Ich hab den Scythe Support angeschrieben und die haben noch Slip Stream Slims auf Lager. Ich werde da einfach mal testweise 3 Stück mit 1600 U/Min reinbauen. Die sind nicht lauter als meine oberen Lüfter, haben etwa denselben Volumenstrom, aber nur halb soviel Druck. Wobei Druck hier nicht so wichtig ist, da von oben angesaugt wird. 

BTW: Die Slip Stream Slim Lüfter werden nicht mehr produziert, weil es bald eine neue Serie gibt!

Ich berichte mal, wenn die Teile drin sind!


----------



## IICARUS (4. April 2019)

*AW: 9900K = Push+Pull für die Aio-Kühlung......*



SerberusX schrieb:


> Das würde ich so nicht unterschreiben. Warme Luft steigt nach oben und das sollte man ausnutzen. Der Rechner steht unterm Tisch und wenn man die Hand unterm Tisch hält merkt man die Wärme.

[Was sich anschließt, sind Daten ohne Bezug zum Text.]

PR #4352, opened 2026-06-29
Add Ulcer Index, Omega Ratio, VaR and Expected Shortfall statistics

Martingale42:
## Summary

Adds four portfolio statistics to the Rust `analysis` crate, each authored directly
in Rust, and wires them into the PyO3 `PortfolioAnalyzer` dispatch.

- **Ulcer Index** — downside risk as the root-mean-square of the percentage
  drawdowns of the cumulative-return equity curve (`sqrt(mean(D_i^2))`). Reuses
  `MaxDrawdown`'s cumulative-equity convention (fractional drawdowns, same scale).
- **Omega Ratio** — probability-weighted ratio of gains to losses about a threshold
  `θ` (`sum(max(r - θ, 0)) / sum(max(θ - r, 0))`), default `θ = 0`. Parameterized
  like `SharpeRatio`.
- **Value at Risk** — historical (empirical) VaR: the return-distribution quantile
  at `1 - confidence`, linear interpolation matching `numpy.percentile`. Default
  confidence `0.95`.
- **Expected Shortfall** (Conditional VaR) — mean of returns at or below the VaR
  threshold; composes `ValueAtRisk`, mirroring how `CalmarRatio` composes `CAGR`
  and `MaxDrawdown`.

All four are added to the `register_statistic` / `deregister_statistic` PyO3
dispatch in `crates/analysis/src/python/analyzer.rs` so Python users can register
them with a `PortfolioAnalyzer` (otherwise they fail with `Unknown statistic type`).

## Details

- Convention: the returns-performance ratio (`OmegaRatio`) is registered in the
  default analyzer alongside Sharpe/Sortino; the downside-risk metrics
  (`UlcerIndex`, `ValueAtRisk`, `ExpectedShortfall`) are exposed but not registered
  in the default analyzer, consistent with `MaxDrawdown`.
- Results are expressed as returns / on the same fractional scale as `MaxDrawdown`.

## Tests

- `cargo nextest run -p nautilus-analysis` — all pass (per-statistic cases: name,
  empty, known value, plus an `ES <= VaR` invariant).
- Known values cross-checked against numpy (Ulcer Index; VaR `-0.091` / ES `-0.10`).
- Python registration tests for all four in
  `python/tests/unit/analysis/test_analysis.py`.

Ein Wagen rollt wegen der Schwerkraft auch rückwärts den Berg runter wenn du den Motor nicht an machst. 

Das warme Luft leichter ist und nach oben steigt ist zwar richtig aber lange noch kein Grund wieso Lüfter dann das ganze nach oben raus unterstützen müssen, denn dann könntest du gleich die Lüfter ganz weg lassen, die Luft würde auch so nach oben raus strömen. Lüfter sind aber in der Lage ein Luftstom selbst zu bestimmen und wenn du lieber mit warme Luft dein Wasser kühlst... dann soll es auch so sein.


----------



## Sinusspass (4. April 2019)

*AW: 9900K = Push+Pull für die Aio-Kühlung......*

Der Kamineffekt wird im pc erst bei sehr niedrigen Drehzahlen (~<200rpm) und bei sehr großen Gehäusen wirksam, bei den üblichen Drehzahlen um 1000 und in einem normal großen Gehäuse kann einem das sowas von egal sein, es ist wichtiger, dass der Radiator kühle Außenluft abbekommt.


----------